Stored items:
Segment Open
PR #6920, opened 2024-09-18
sema: fix string literal allowed in templates

### LINKED ISSUE #6877: [SPIR-V] DXC crash with buffer assignment + template function
**Description**
We are seeing a crash in our shader debug code which uses template functions to output strings to a `RWByteAddressBuffer`.

Only SPIR-V compilation crashes.  DXIL compilation works fine.

**Steps to Reproduce**
This is the most minimal shader that I have found to reproduce the problem:
```
RWByteAddressBuffer u_OutputBuffer : register(u0);

template<typename T, uint N> uint StrLen(T str[N])
{
    // Includes the null terminator
    return N;
}

[numthreads(1, 1, 1)]
void main()
{
    // commenting out either of these lines makes compilation succeed
    // calling StrLen() on a non-string array instead also appears to compile successfully
    const uint unusedStrLen = StrLen("test_string");
    RWByteAddressBuffer unusedBuffer = u_OutputBuffer;
}
```
DXC command line used to reproduce:
```
dxc.exe repro.hlsl -T cs_6_5 -E main -spirv
```

**Actual Behavior**
Compilation crashes with error
```
Internal compiler error: access violation. Attempted to read from address 0x0000000000000000
```

**Environment**
- Reproduced with DXC July 2024 release `dxcompiler.dll: 1.8 - 1.8.2407.7 (416fab6b5); dxil.dll: 1.8(101.8.2407.12)`
- Reproduced with DXC from Vulkan SDK 1.3.290.0 `dxcompiler.dll: 1.8 - 1.8.0.4650 (49d1ae9a0); dxil.dll: 1.5(10.0.19041.1001)`
- Host Operating System: Windows 10 19045.4046

Keenuts:
String literal are not supported in HLSL, except in the special printf case.
Most cases were handled, but not the templated function case.

Fixes #6877

### DIFF
--- a/tools/clang/include/clang/Basic/DiagnosticSemaKinds.td
+++ b/tools/clang/include/clang/Basic/DiagnosticSemaKinds.td
@@ -7663,8 +7663,8 @@ def err_hlsl_unsupported_nested_typedef : Error<
 def err_hlsl_unsupported_operator : Error<
   "operator is not supported">;
 // This error is unused because the HLSL parser will catch all cases.
-//def err_hlsl_unsupported_string_literal : Error<
-//  "unsupported style of string literal - use a char-based literal">;
+def err_hlsl_unsupported_string_literal : Error<
+  "string literals parameters are not supported in HLSL">;
 def err_hlsl_unsupported_struct_op: Error<
   "operator cannot be used with user-defined type %0">;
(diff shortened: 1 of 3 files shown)


s-perron (approved):
LGTM

llvm-beanz (approved):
Segment Closed
Copy out the lines above exactly, beginning at the one that contains "### LINKED ISSUE" and ending at the one that contains "- Reproduced with DXC July".

### LINKED ISSUE #6877: [SPIR-V] DXC crash with buffer assignment + template function
**Description**
We are seeing a crash in our shader debug code which uses template functions to output strings to a `RWByteAddressBuffer`.

Only SPIR-V compilation crashes.  DXIL compilation works fine.

**Steps to Reproduce**
This is the most minimal shader that I have found to reproduce the problem:
```
RWByteAddressBuffer u_OutputBuffer : register(u0);

template<typename T, uint N> uint StrLen(T str[N])
{
    // Includes the null terminator
    return N;
}

[numthreads(1, 1, 1)]
void main()
{
    // commenting out either of these lines makes compilation succeed
    // calling StrLen() on a non-string array instead also appears to compile successfully
    const uint unusedStrLen = StrLen("test_string");
    RWByteAddressBuffer unusedBuffer = u_OutputBuffer;
}
```
DXC command line used to reproduce:
```
dxc.exe repro.hlsl -T cs_6_5 -E main -spirv
```

**Actual Behavior**
Compilation crashes with error
```
Internal compiler error: access violation. Attempted to read from address 0x0000000000000000
```

**Environment**
- Reproduced with DXC July 2024 release `dxcompiler.dll: 1.8 - 1.8.2407.7 (416fab6b5); dxil.dll: 1.8(101.8.2407.12)`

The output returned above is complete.